TO DO: Whatever the records say, repeat them exactly as given.

Saved entries
::::

PR #1249, opened 2016-01-10
Do not use global.params.is<OS>

redstar:
This PR replaces the few uses of `global.params.is<OS>` with
`global.params.targetTriple.isOS<OS>()`. This avoids adding a new
boolean for each supported OS.
It also defines all xBSD-type OS as using the dso-registry.

Only `global.params.isWindows` is not replaced because it is used by the frontend code.

### DIFF
--- a/dmd2/globals.h
+++ b/dmd2/globals.h
@@ -80,13 +80,15 @@ struct Param
 #endif
     bool is64bit;       // generate 64 bit code
     bool isLP64;        // generate code for LP64
+#if !IN_LLVM
     bool isLinux;       // generate code for linux
     bool isOSX;         // generate code for Mac OSX
+#endif
     bool isWindows;     // generate code for Windows
+#if !IN_LLVM
     bool isFreeBSD;     // generate code for FreeBSD
     bool isOpenBSD;     // generate code for OpenBSD
     bool isSolaris;     // generate code for Solaris
-#if !IN_LLVM
     bool mscoff;        // for Win32: write COFF object files instead of OMF
     char useDeprecated; // 0: don't allow use of deprecated features
                         // 1: silently allow use of deprecated features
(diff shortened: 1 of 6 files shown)


dmd2/mtype.c
```diff
@@ -2355,7 +2355,7 @@ Identifier *Type::getTypeInfoIdent(int internal)
 
     size_t off = 0;
 #if !IN_LLVM
-    if (global.params.isOSX || global.params.isWindows && !global.params.is64bit)
+    if (global.params.targetTriple.isMacOSX() || global.params.targetTriple.isOSWindows() && !global.params.is64bit)
```
klickverbot: !IN_LLVM anyway?

smolt:
Just a heads up that all the `isMacOSX()` here will eventually be `isOSDarwin()` to support all the other Apple OSes.

yebblies:
Shouldn't we be trying to hide this inside `Target`?

dmd2/mtype.c
redstar: Fixed. Thanks for the hint.

redstar:
@smolt `isMacOSX()` is used in exactly one place. Should I change it already?

redstar:
@yebblies I think this would be good. I have not yet checked why the frontend needs the distinction between Windows and other OS's. I hope it's easy to add.

smolt:
@redstar - if you feel like it, go ahead and change `isMacOSX()` to `isOSDarwin()`, but might be confusing without changing comments referring to OSX and `const bool isOSX` in abi-x86.cpp.

If you don't, it will get updated when (sometime, I hope) iOS stuff is merged.  Still waiting on upstream.

For some reason I thought `isMacOSX()` showed up in more places.

redstar:
@smolt Please make this change together with the iOS stuff. This gives a better context.

smolt:
yup!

::::

FINISHED EXERCISE:
PR #1249, opened 2016-01-10
Do not use global.params.is<OS>

redstar:
This PR replaces the few uses of `global.params.is<OS>` with
`global.params.targetTriple.isOS<OS>()`. This avoids adding a new
boolean for each supported OS.
It also defines all xBSD-type OS as using the dso-registry.

Only `global.params.isWindows` is not replaced because it is used by the frontend code.

### DIFF
--- a/dmd2/globals.h
+++ b/dmd2/globals.h
@@ -80,13 +80,15 @@ struct Param
 #endif
     bool is64bit;       // generate 64 bit code
     bool isLP64;        // generate code for LP64
+#if !IN_LLVM
     bool isLinux;       // generate code for linux
     bool isOSX;         // generate code for Mac OSX
+#endif
     bool isWindows;     // generate code for Windows
+#if !IN_LLVM
     bool isFreeBSD;     // generate code for FreeBSD
     bool isOpenBSD;     // generate code for OpenBSD
     bool isSolaris;     // generate code for Solaris
-#if !IN_LLVM
     bool mscoff;        // for Win32: write COFF object files instead of OMF
     char useDeprecated; // 0: don't allow use of deprecated features
                         // 1: silently allow use of deprecated features
(diff shortened: 1 of 6 files shown)


dmd2/mtype.c
```diff
@@ -2355,7 +2355,7 @@ Identifier *Type::getTypeInfoIdent(int internal)
 
     size_t off = 0;
 #if !IN_LLVM
-    if (global.params.isOSX || global.params.isWindows && !global.params.is64bit)
+    if (global.params.targetTriple.isMacOSX() || global.params.targetTriple.isOSWindows() && !global.params.is64bit)
```
klickverbot: !IN_LLVM anyway?

smolt:
Just a heads up that all the `isMacOSX()` here will eventually be `isOSDarwin()` to support all the other Apple OSes.

yebblies:
Shouldn't we be trying to hide this inside `Target`?

dmd2/mtype.c
redstar: Fixed. Thanks for the hint.

redstar:
@smolt `isMacOSX()` is used in exactly one place. Should I change it already?

redstar:
@yebblies I think this would be good. I have not yet checked why the frontend needs the distinction between Windows and other OS's. I hope it's easy to add.

smolt:
@redstar - if you feel like it, go ahead and change `isMacOSX()` to `isOSDarwin()`, but might be confusing without changing comments referring to OSX and `const bool isOSX` in abi-x86.cpp.

If you don't, it will get updated when (sometime, I hope) iOS stuff is merged.  Still waiting on upstream.

For some reason I thought `isMacOSX()` showed up in more places.

redstar:
@smolt Please make this change together with the iOS stuff. This gives a better context.

smolt:
yup!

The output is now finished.